Wood et al. (1976) mentioned some processes that help effective scaffolding:
- Making the task easier.
- Increasing and upholding the learner’s interest in the task.
- Explaining the task.
- Highlighting some aspects that will guide the solution.
- Controlling the level of frustration in the child.
Implications of the Zone of Proximal Development for Teachers
Vygotsky argues that the role of education is to provide those experiences to children which are in their ZPD, thereby advancing and encouraging their knowledge.
Vygotsky believes that the teachers are like a mediator in the children's learning activity as they share information through social interaction.
Vygotsky perceived interaction with peers as a helpful way to build skills. He implies that for children with low competence teachers need to use cooperative learning strategies and they must seek help from more competent peers in the zone of proximal development.
Scaffolding is a significant component of effective teaching, in which the more competent individual continually modifies the level of his help according to the learner's performance level.
Scaffolding in the classroom may include modelling a talent, providing cues or hints, and adapting activity or material. Teachers need to consider the following guidelines for scaffolding instruction.
- Assess the current ability level of the learner for creating the academic content.
- Relate content to what learners already know.
- Divide a task into small, simpler tasks with opportunities for regular feedback.
- Use vocal prompts and cues to help students.
- Scaffolding not only generates quick results but also instils the abilities needed for autonomous problem-solving in the upcoming time.
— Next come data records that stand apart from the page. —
Issue #116, opened 2021-02-17
maximum recursion error with new api 


scrimo:
Hy! 

I've made a REST endpoint similar to the base_rest_demo. i search products and create from odoo product.product object an datamodel object.

this is my datamodel:
`
from marshmallow import fields

from odoo.addons.datamodel.core import Datamodel
#from odoo.addons.datamodel.fields import NestedModel

class SCDatamodelProduct(Datamodel):
    _name = "sc.datamodel.product"

    id = fields.Integer(required=True, allow_none=False)
    name = fields.String(required=True, allow_none=False)
    price = fields.Float(required=True, allow_none=False)
    taxes_id = fields.Integer(allow_none=True)
    tax_included = fields.Boolean(required=True, allow_none=False)
    tax_percentage = fields.Float(allow_none=False, default=0.0)
    barcode = fields.String(allow_none=True)
    internal_reference = fields.String(allow_none=True)
    qty_on_hand = fields.Float(allow_none=False, default=0.0)
    category = fields.String(allow_none=True)
    product_groups = fields.String(allow_none=True)
    size_list = fields.String(allow_none=True)
    style_list = fields.String(allow_none=True)
    weight = fields.String(allow_none=True)`

first time when calling the enpoint, everything works correctly. but at all following calls i get an error:

[...]

PR #118, opened 2021-02-19
[FIX] issue with datamodel, recursion limit: 12.0

etobella:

A current application of Vygotsky's concepts is "reciprocal teaching," used to enhance students' ability to memorize from the text. In this type of teaching, educator and learners collaborate to memorize and practice four major skills: predicting, clarifying, questioning, and summarizing. The role of a teacher in this process is decreased over time.
Vygotsky's theories also address the recent interest in collaborative learning, implying that group members mostly have different levels of talent so more advanced peers must help less advanced students within their zone of proximal development.
Statistics relating to the Zone of Proximal Development
- Researchers in the 1960s and 1970s argued that Piaget may have underestimated children's abilities by using confusing terms and particularly difficult tasks in his observations. (healthline.com)
- According to Vygotsky (1978), much important learning by the child occurs through social interaction with a skillful tutor. (simplypsychology.org)
- According to Schwartz (2001), the Zone of Proximal Development can be extended through four different scenarios of supporting children in their learning: (thempra.org.uk)
Vygotsky, L. (1978). Interaction between learning and development. Readings on the development of children, 23(3), 34-41.
Wood, D., Bruner, J. S., & Ross, G. (1976). The role of tutoring in problem solving. Journal of child psychology and psychiatry, 17(2), 89-100.
Wood, D., & Middleton, D. (1975). A study of assisted problem‐solving. British Journal of Psychology, 66(2), 181-191.